Technology sector remains the most active in terms of M&A transactions, backed by the increasing digitisation of businesses. Cloud computing, cybersecurity and artificial intelligence are the most active segments in terms of M&A, as big players try to strengthen their positions and counter the threats from the innovative new entrants.

Microsoft’s recent $68. The $7 billion acquisition of Activision Blizzard, the gaming company, is another example of the biggest deals in the tech industry, which shows the further merging of gaming, cloud services, and the metaverse.

Pharmaceutical companies in the healthcare industry are in the process of acquiring other companies in order to strengthen their drug portfolios and venture into new areas of treatment. The competition for coronavirus treatments and vaccines has led to more attention to biotech companies with innovative technologies.

Pfizer’s $6. The recent deal of $7 billion acquisition of Arena Pharmaceuticals and Merck’s $11. Such moves include Celgene’s $5 billion acquisition of Juno Therapeutics and Bayer’s $2. 7 billion acquisition of Loxo Oncology as well as the recently announced $5 billion acquisition of Acceleron Pharma.

The energy sector is also going through a phase of M&A due to the shift towards clean energy. Oil and gas giants are snapping up renewable energy projects and EV charging facilities in a bid to transform their businesses and respond to shareholders’ demands for decarbonization. Shell’s $1. The $6 billion acquisition of Ubitricity, the leading European electric vehicle charging company is an example of this.

The financial services are not lagging behind either, with banks and other financial technology companies merging in order to strengthen their position in the digital market. The latest deal of Square, a payment company, acquiring Afterpay, a buy now pay later service, for $13 billion shows how traditional financial services are integrating with new age fintech services.

International M&A activity has also increased, despite the various geopolitical risks and increased regulatory concerns. It is a trend that is seeing firms search for growth and strategic resources in markets outside their domestic markets. Nevertheless, one of the most important issues that continue to hamper many multinational corporations is the ability to chart their way through the maze of rules and regulations, especially in relation to transactions that involve strategic assets or activities such as technologies and infrastructures.

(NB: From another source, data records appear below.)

PR #26063, opened 2025-01-29
sphincsplus: accept PUB key as PEM encoded ASN.1 objects

vbendeb:
Some HSMs distribute SPX pub keys as PEM encoded ANS.1 objects. The approach so far has been to manually extract the 32 byte key material from the object. This patch adds parsing code for processing the ANS.1 key files.

The supported algorithm is slh-dsa-sha2-128s-with-sha256, its OID is defined in
https://csrc.nist.gov/projects/computer-security-objects-register/algorithm-registration#heading1725030685275_13

Tested on an opentitatn owner's firmware by passing to --spx-key first the raw SPX key and then the HSM generated PEM file, and observing the unchanged contents of the resulting image.

Signed-off-by: Vadim Bendebury <vbendeb@chromium.org>
(cherry picked from commit fb326fc736e955f3a6f2d8db44de03c430b9b9b1)

### DIFF
--- a/sw/host/sphincsplus/BUILD
+++ b/sw/host/sphincsplus/BUILD
@@ -60,6 +60,7 @@ rust_library(
     deps = [
         ":bindgen_sha2_128s_simple",
         ":bindgen_shake_128s_simple",
+        "@crate_index//:asn1",
         "@crate_index//:pem-rfc7468",
         "@crate_index//:serde",
         "@crate_index//:strum",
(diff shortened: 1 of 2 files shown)


vbendeb:
a straight cherry-pick from master

vbendeb:
I'm not sure if we want this in earlgreay_1.0.0, if we do please approve it @cfrantz @timothytrippel

cfrantz (approved):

Deal making activities have remained strong and private equity firms have been one of the key drivers of this growth as they sit on record levels of unspent capital and take advantage of low interest rates. There has been an increase in the number of large buyout deals for instance the $34 billion acquisition of Medline Industries by a consortium of private equity firms, which shows the increased interest in mega deals in the current market.

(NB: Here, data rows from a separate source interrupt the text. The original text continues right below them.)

PR #26068, opened 2025-01-30
[rules] Rename and change semantic of `extra_bazel_features`

pamaury:
The `extra_bazel_features` attribute was added #25840 as an attribute to `rv_rule` to transitively add features to the rule. However this is too general because when applied to opentitan_binary, it will change the features not only for the rule, but all its dependencies such as exec_env, tools,  etc which may have unintended effects.

This commit keeps essentially the same logic but instead of applying it to `rv_rule`, it is now only an attribute of `opentitan_binary` and `opentitan_test` and it transitions only features for the `deps`. This attribute is also renamed to `transitive_features`. The rationale for the rename is that every bazel rule has an implicit `features` argument but it only applies to the target, not its dependencies. This attribute does the same but also applies transitively.

### DIFF
--- a/rules/opentitan/cc.bzl
+++ b/rules/opentitan/cc.bzl
@@ -49,11 +49,13 @@ def ot_binary(ctx, **kwargs):
       (elf_file, map_file) File objects.
     """
     cc_toolchain = find_cc_toolchain(ctx)
+    transitive_features = [f for f in ctx.attr.transitive_features if not f.startswith("-")]
+    transitive_disabled_features = [f.removeprefix("-") for f in ctx.attr.transitive_features if f.startswith("-")]
     features = cc_common.configure_features(
         ctx = ctx,
         cc_toolchain = cc_toolchain,
-        requested_features = get_override(ctx, "features", kwargs),
-        unsupported_features = get_override(ctx, "disabled_features", kwargs),
+        requested_features = get_override(ctx, "features", kwargs) + transitive_features,
+        unsupported_features = get_override(ctx, "disabled_features", kwargs) + transitive_disabled_features,
     )
 
     compilation_contexts = [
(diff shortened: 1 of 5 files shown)


rules/opentitan/cc.bzl
```diff
@@ -49,11 +49,14 @@ def ot_binary(ctx, **kwargs):
...
     cc_toolchain = find_cc_toolchain(ctx)
+    transitive_features = [f for f in ctx.attr.transitive_features if not f.startswith("-")]
+    transitive_disabled_features = [f.removeprefix("-") for f in ctx.attr.transitive_features if f.startswith("-")]
     features = cc_common.configure_features(
         ctx = ctx,
         cc_toolchain = cc_toolchain,
-        requested_features = get_override(ctx, "features", kwargs),
-        unsupported_features = get_override(ctx, "disabled_features", kwargs),
+        # FIXME: is the use of get_override correct here? Or should it be additive?
+        requested_features = get_override(ctx, "features", kwargs) + transitive_features,
```
cfrantz, line 58: FYI: `get_overrride` will prefer the item in kwargs if it exists, else it will retrieve it from the ctx object.

Most of these functions are constructed with `get_override` so they can be naively called from rule implementations and work as expected, but, they can also be called with options in kwargs to customize their behavior when needed.

```
def _foo_impl(ctx):
  result = ot_binary(ctx)
  return make_providers_from(result)

## vs:

def something_special_impl(ctx):
  result = ot_binary(ctx,
        features = ["magical_option", "reduced_warnings"]
  )
    return make_providers_from(result)
```

sw/device/silicon_creator/rom_ext/BUILD
```diff
@@ -235,14 +235,14 @@ opentitan_binary(
...
-        "use_lld",
-    ],
     immutable_rom_ext_sections = SLOT_A_IMM_ROM_EXT_SECTIONS["main"],
     linker_script = ":ld_slot_a",
     manifest = ":manifest",
     spx_key = {"//sw/device/silicon_creator/rom/keys/fake/spx:prod_key_0_spx": "prod_key_0"},
+    transitive_features = [
+        "minsize",
+        "use_lld",
+    ],
```
cfrantz, line 245: Any issue with just enabling these globally in the rv32imc toolchain?

cfrantz (approved):

rules/opentitan/cc.bzl
pamaury: Ok

sw/device/silicon_creator/rom_ext/BUILD
pamaury: I haven't tried yet, I will create a PR to try it. I don't think there is any harm in explicitely specifying it for important targets such as rom_ext.

timothytrippel (approved):

timothytrippel:
@pamaury can you cherry-pick this to the `earlgrey_1.0.0` branch?

pamaury:
@timothytrippel #26543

The rise in the M&A has also seen enhanced focus from the antitrust authorities across the globe. In the United States, the Federal Trade Commission and Department of Justice have shown an increased enthusiasm in merger reviews especially in the technology industry. Likewise, the European Commission is scrutinizing the proposed transactions for the competitive issues which has resulted in longer time periods for review and in some cases, the deals are called off.

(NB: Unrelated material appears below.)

PR #26069, opened 2025-01-30
[dd, prim_reg_cdc_arb] state signal width reduction

antmarzam:
Removing unused upper bit of state_q/d signals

Thus, as the M&A environment changes, the emphasis is shifting towards ESG factors in the process of transactions. Buyers are focusing more on the environmental concerns and social responsibility of the target firms, which is a testimony to the fact that these factors are becoming more relevant to investors and customers.

Moving forward, M&A practitioners anticipate that the M&A market will continue to be active in the next few months due to the recovering economy, availability of capital, and the fact that organisations need to transform in response to new market conditions. Nevertheless, there are certain factors that may affect the deal making sentiment in some sectors or in specific geographies including inflation, interest rates and geopolitical risks.